▶ Records
Issue #1088, opened 2021-05-23
Create quests demo with Monkeypatching/running chiventure


ddelgado60:
In the final demo of quests, we hope to:

Show incorporation of quests into chiventure
Demonstrate new achievement tree data structure to hold achievements
Show the different passive and active missions that can make up an achievement tree
Show new reward types and stats requirements for quests

assignees: Gabi, Olivia, Devon
team:quest

oliviajerdee:
After I fixed the errors that were causing the "build chiventure" step of our action to fail, the action now fails on "build examples".  To fix those errors, we should start working on our monkeypatching. Since the old examples ran with the linked list implementation for achievements, this should entail significant refactoring in addition to demonstrating our new features.

gabigarc03:
As detailed in Issue #957 and PR #1080, I refactored the example so that chiventure now compiles.

ddelgado60:
The branch with some addons for mission types, reward types, and stat requirements compiles and the examples runs, we just need to create a battle instance and demonstrate passive missions for leveling up, getting health, or getting xp. PR is here: https://github.com/uchicago-cs/chiventure/pull/1096

oliviajerdee:
I designed the plan for the achievement tree we will use in our demo. We will feature the new tree structure, the new tasks of killing something and entering a room, and the new stat checks in order to start a quest. The conversion from Word to a Google Doc made one of the text boxes a little messed up, but the plan is still clear. Once we make the current examples run without errors, we will start to create this version of the demo. The Google Doc with our design is attached. [https://drive.google.com/file/d/1z2edKntdcca9Ci5Ijeq2ZycP0clCLUX6/view?usp=sharing](url) Depending on whether all branches are merged to dev this design might change to only include the tasks of getting an item and talking to an NPC. For now, I will work in the implement-trees branch and focus on the tasks of getting an item and talking to an NPC, then add the additional tasks after/if the other branch is merged. I will push the changed example code after the merges are resolved for implement-trees.

oliviajerdee:
We've decided to change our tree from the original plan as it seems that the tasks of killing NPCs, entering rooms, and stat checks won't be possible in our demo. After finishing the demo, I will create a new tree diagram to show our design.

lilyehsani:
Issue Score: ✔️+

Comments:
Great work overall! I have two comments:
- When an issue is done, you should include a final comment summarizing what was done, and why the issue is being closed.
[...]

PR #1154, opened 2021-06-03
Quests/implement trees

oliviajerdee:
Fixed a bug in the demo. #1088


zsp255 (approved):

zsp255 (commented):
Our demo works on a previous version of code without the implement-new-quest-fcts being merged. Not sure if the code will run with this in it.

▶ Task
Search the entries above for the string "branch". Copy each line in which it appears.

▶ Result of this task
The branch with some addons for mission types, reward types, and stat requirements compiles and the examples runs, we just need to create a battle instance and demonstrate passive missions for leveling up, getting health, or getting xp. PR is here: https://github.com/uchicago-cs/chiventure/pull/1096
I designed the plan for the achievement tree we will use in our demo. We will feature the new tree structure, the new tasks of killing something and entering a room, and the new stat checks in order to start a quest. The conversion from Word to a Google Doc made one of the text boxes a little messed up, but the plan is still clear. Once we make the current examples run without errors, we will start to create this version of the demo. The Google Doc with our design is attached. [https://drive.google.com/file/d/1z2edKntdcca9Ci5Ijeq2ZycP0clCLUX6/view?usp=sharing](url) Depending on whether all branches are merged to dev this design might change to only include the tasks of getting an item and talking to an NPC. For now, I will work in the implement-trees branch and focus on the tasks of getting an item and talking to an NPC, then add the additional tasks after/if the other branch is merged. I will push the changed example code after the merges are resolved for implement-trees.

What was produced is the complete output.